[[ Dataset records open ]]
Issue #8568, opened 2024-07-23
Create contest env setup docs


rbennettcw:
There are env vars that need to be set in order for Contests to work. Add them to the docs.

## Acceptance Criteria
Dev docs should contain the env vars:
* `ETH_ALCHEMY_API_KEY`=<ASK_SOMEONE>
  * For testing only, not deployments
* `FLAG_CONTEST`=true
* `ALLOWED_EVENTS`=ChainEventCreated,ThreadCreated,ThreadUpvoted,ContestContentAdded,ContestContentUpvoted,ContestStarted,OneOffContestManagerDeployed,RecurringContestManagerDeployed
  * Should also include any existing comma-seperated values
* `EVM_CE_POLL_INTERVAL`=10000
  * This is milliseconds– if set too low, you will make millions of requests
* `PRIVATE_KEY`=<YOUR_WALLET_PRIVATE_KEY>
    * Must prefix key with 0x

PR #8672, opened 2024-07-30
[Docs Improvement] Add Contest-Specific Env Vars

gdjohnson:
Documents Contest env vars as requested by @rbennettcw.  

## Link to Issue
Closes: #8568


knowledge_base/Environment-Variables.md
```diff
@@ -83,6 +87,10 @@ If you add a new environment variable, you must add documentation here. Please d
 - [WITH_PRERENDER](#with_prerender)
 - [ZAPIER_WEBHOOK_URL_DEV](#zapier_webhook_url_dev)
 
+## ALLOWED_EVENTS
+
+To enable contests, must be set to `ChainEventCreated,ThreadCreated,ThreadUpvoted,ContestContentAdded,ContestContentUpvoted,ContestStarted,OneOffContestManagerDeployed,RecurringContestManagerDeployed`.
```
rbennettcw, line 92: In this case, it's not so much about "setting" to that value, but appending those events to the current value. There are other events not listed there that are required for other features.

knowledge_base/Environment-Variables.md
```diff
@@ -221,12 +229,17 @@ If set to `e2e-test`, the app will bypass usage of real ETH RPCs and use the moc
 
 Owner: Ian Rowan
 
+## EVM_CE_POLL_INTERVAL
+
+Required for testing contests. Number of milliseconds. `10000` is recommended; if the number is too low, millions of requests will be made.
```
rbennettcw, line 234: It's not *required* necessarily since there's a default value. Also, it's not just for testing contests– it's for contests in general regardless of the environment.

knowledge_base/Environment-Variables.md
```diff
@@ -211,7 +219,7 @@ Owner: Raymond Zhong.
 
 ## ETH_ALCHEMY_API_KEY
 
-Used in our CI/CD and stored in GitHub repo secrets. If set, the `load-db` package script will replace production Alchemy URLs with their locally supported variants. Only needed if doing work that involves querying Ethereum.
+Must be enabled for testing contests. Also used in our CI/CD and stored in GitHub repo secrets. If set, the `load-db` package script will replace production Alchemy URLs with their locally supported variants. Only needed if doing work that involves querying Ethereum.
```
rbennettcw, line 222: `ETH_ALCHEMY_API_KEY` actually isn't required for contests. I had mistakenly added it to the ticket.

knowledge_base/Environment-Variables.md
```diff
@@ -221,12 +229,17 @@ If set to `e2e-test`, the app will bypass usage of real ETH RPCs and use the moc
...
 ## FALLBACK_NODE_DURATION_S
 
-Optional. Defaults to 5 minutes (300 seconds).
-This is number, in seconds. It configures the length of time we will use a community-maintained public endpoint if a given ChainNode fails.
-After this time, the server will try the original DB endpoint again.
+Optional. Defaults to 5 minutes (300 seconds). This is number, in seconds. It configures the length of time we will use a community-maintained public endpoint if a given ChainNode fails. After this time, the server will try the original DB endpoint again.
 
+## FLAG_CONTEST
+
+Boolean toggle to enable contests. Required for testing contests.
```
rbennettcw, line 242: I think this is not an env var, but a feature flag enabled via Unleashed. Need to confirm with @kurtisassad or @masvelio

rbennettcw (commented):
Thanks for adding, just a few comments

knowledge_base/Environment-Variables.md
timolegros: It's not just for contests. It's also for chain-event notifications. Should note that this env var will be deprecated soon.

knowledge_base/Environment-Variables.md
timolegros: Indeed this is not an environment variable and is no longer set in Heroku config variables (only Unleash).

knowledge_base/Environment-Variables.md
timolegros: Will probably switch this back to DISALLOWED events soon since the number of allowed events now exceeds the number of disallowed events (and this will remain true for the foreseeable future).

jnaviask:
Stale -- we should be updating docs as part of feature work moving forward

PR #2, opened 2016-04-08
Slider transitions

rusev:


gyoshev:
Squashed & merged as 83efc9eb9848b66

PR #6, opened 2016-04-13
refactor(Animation): remove unnecessary comments

ggkrustev:
The comments that were used to force the root rule generation turned out to be unnecessary. It seems
that CDN generation skips comments before css generation.


gyoshev:
`DO NOT MOVE` was picking a fight

PR #9, opened 2016-05-04
feat(animation): add an animation child container styling

ggkrustev:
The class will be rendered to the `k-animation-container` children


ggkrustev:
@gyoshev  Do you think that the naming of the CSS class is ok?

PR #12, opened 2016-05-20
fix(slider): add d.ts file for slider

KirilNN:
Adding the missing d.ts file, so the module can be used in Angular components as well.


gyoshev:
At this time we have one .d.ts per package, so the file should be defined as `styles/packages/inputs.d.ts`.

PR #20, opened 2016-08-26
Scrollview styles for Angular theme

theOrlin:
First time creating styles for Kendo Angular 2 widget. Want to make sure everything is OK.


styles/scrollview/_layout.scss
```diff
@@ -0,0 +1,132 @@
...
+        height: 100%;
+        cursor: default;
+
+        img,
+        li {
+            -webkit-user-select: none;
+            -khtml-user-select: none;
+            -moz-user-select: none;
+            -o-user-select: none;
+            user-select: none;
```
gyoshev, line 24: The distribution files are post-processed with autoprefixer, so you can remove the prefixed properties.

PR #35, opened 2016-10-11
fix: chart default font-size; major/minor gridlines colors

inikolova:
Change chart default font-size to 14px. Change major / minor gridlens colors to match the design

### DIFF
--- a/styles/charts/_layout.scss
+++ b/styles/charts/_layout.scss
@@ -3,7 +3,7 @@
 $chart-tap-highlight-color: rgba(0, 0, 0, 0);
 $chart-selection-background: rgba(255, 255, 255, .01);
 
-$chart-font-size: 14px !default;
+$chart-font-size: $base-font-size !default;
 $chart-tooltip-font-size: .929em !default;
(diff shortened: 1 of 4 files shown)


styles/charts/_layout.scss
```diff
@@ -3,12 +3,22 @@
 $chart-tap-highlight-color: rgba(0, 0, 0, 0);
 $chart-selection-background: rgba(255, 255, 255, .01);
 
-$chart-font-size: 1em !default;
+$chart-font-size: 14px !default;
```
gyoshev: This appears to duplicate the font-size that is [set on components](https://github.com/telerik/kendo-theme-default/commit/7a7e4d20749b27e22943adc5b867abdd20e1bbef#diff-55c4e8f17f1e62da1f19895fb8fdb5d8R17). How about extracting both to a root-level variable in `_variables.scss`, so that it can be changed from a single place?

inikolova: Sounds good! I'll make this change

PR #46, opened 2016-11-10
Chart selection styling

inikolova:
Add styling for chart selection

### DIFF
--- a/styles/charts/_layout.scss
+++ b/styles/charts/_layout.scss
@@ -1,7 +1,6 @@
 @import '../base/layout';
 
 $chart-tap-highlight-color: rgba(0, 0, 0, 0);
-$chart-selection-background: rgba(255, 255, 255, .01);
 
 $chart-font-size: $base-font-size !default;
 $chart-tooltip-font-size: .929em !default;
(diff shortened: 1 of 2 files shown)


styles/charts/_theme.scss
```diff
@@ -110,6 +118,15 @@ $error-bars-background: rgba(0, 0, 0, .5) !default;
         background: $disabled-border-color;
     }
 
+    .k-marquee-color {
+        background-color: $chart-selection-marque-background;
+    }
+
+    .k-marquee-color {
+        filter: alpha(opacity=60);
```
gyoshev: We don't really need the `filter`, it's for IE5-7.

styles/charts/_layout.scss
```diff
@@ -117,11 +120,11 @@ $chart-title-font-size: 1.143em !default;
     }
 
     .k-leftHandle {
-        left: -4px;
+        left: -12px;
     }
 
     .k-rightHandle {
-        right: -4px;
+        right: -12px;
```
gyoshev: These seem to be related to the handle width. Use a variable to show the dependency.

PR #64, opened 2017-01-04
Fix upload styling

inikolova:
Fix broken appearance of the upload component

### DIFF
--- a/scss/upload/_layout.scss
+++ b/scss/upload/_layout.scss
@@ -1,4 +1,6 @@
 @include exports('upload/layout') {
+    $line-height-sm: (20 / 12) !default;
+
     html .k-upload {
         position: relative;
     }
@@ -114,6 +116,12 @@
         border-color: inherit;
         margin: 0;
 
+        .k-file-multiple,
+        .k-file-single {
+            display: block;
+            width: 100%;
+        }
+
         .k-file {
             padding: $padding-x;
             border-width: 0 0 1px;
@@ -147,7 +155,8 @@
             top: $padding-x + $padding-y;
 
             .k-button {
-                padding: 0;
+                padding: $padding-y-sm;
+                border-radius: 50%;
             }
         }
 
@@ -160,13 +169,11 @@
     .k-file-size,
     .k-file-validation-message,
     .k-file-information {
-        display: inline-block;
-        width: 100%;
+        display: block;
     }
 
     .k-file-name {
         position: relative;
-        vertical-align: middle;
         overflow: hidden;
         text-overflow: ellipsis;
         white-space: nowrap;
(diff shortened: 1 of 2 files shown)


scss/upload/_layout.scss
```diff
@@ -139,60 +147,58 @@
...
+
         .k-upload-status {
-            display: flex;
-            align-items: center;
-            position: relative;
-            margin-left: auto;
+            position: absolute;
+            line-height: 1em;
+            right: $padding-x;
+            top: $padding-x + $padding-y;
```
gyoshev: Why does horizontal padding influence the `top` position? Shouldn't that be `(multiplier) * $padding-y`, by any chance?

scss/upload/_layout.scss
```diff
@@ -210,8 +216,9 @@
     }
 
     .k-file-name-size-wrapper {
-        vertical-align: middle;
-        margin-left: 1em;
+        display: block;
+        margin-left: calc(#{$padding-x} + #{40px});
+        margin-right: calc(#{$padding-x} + #{16px + #{$padding-x-sm}});
```
gyoshev: What are `40px` and `16px`? How are these related to the surrounding code?

scss/upload/_theme.scss
```diff
@@ -11,18 +11,35 @@
     $upload-success-bg: $success !default;
     $upload-disabled-text: darken($widget-bg, 27%) !default;
     $upload-disabled-border: darken($widget-bg, 27%) !default;
+    $upload-focused-status-box-shadow: 0 0 0 2px darken($input-bg, 6%) !default;
```
gyoshev, line 14: How about naming this `$upload-focused-box-shadow`?

scss/upload/_layout.scss
```diff
@@ -1,43 +1,43 @@
...
     }
 
     .k-upload {
-        border-width: 1px;
-        border-style: solid;
-
-        .k-action-buttons {
-            margin: -6px 0 0;
+        .k-upload-button {
+            min-width: 6.643em;
```
gyoshev: Oddly specific. Why exactly this value?

scss/upload/_layout.scss
inikolova: There are as follows:
-40px - width of the uploaded file image;
-16px - clear icon width

scss/upload/_theme.scss
inikolova: This shadow is applied to the focused status icon only. Changing the var name to $upload-focused-box-shadow assumes that it will be applied to the Upload widhet itself. @gyoshev what do you think?

scss/upload/_layout.scss
inikolova: I agree. Done

scss/upload/_layout.scss
gyoshev: The icon size is available through the `$icon-size` variable, so using that will explain the intent.
The uploaded file image size seems computed from the `$padding-y-lg` and the width of `.k-file-extension-wrapper`. Using variables will continue to work after their values are changed, for example in a custom theme.

scss/upload/_layout.scss
inikolova: After further discussion with @yordanov I changed the upload min-width

scss/upload/_layout.scss
inikolova: You're right - I will make the change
[[ Dataset records closed ]]
## Work task
From the records above, pull every line that has the string "container" and copy it.

## Reply to the exercise
feat(animation): add an animation child container styling
The class will be rendered to the `k-animation-container` children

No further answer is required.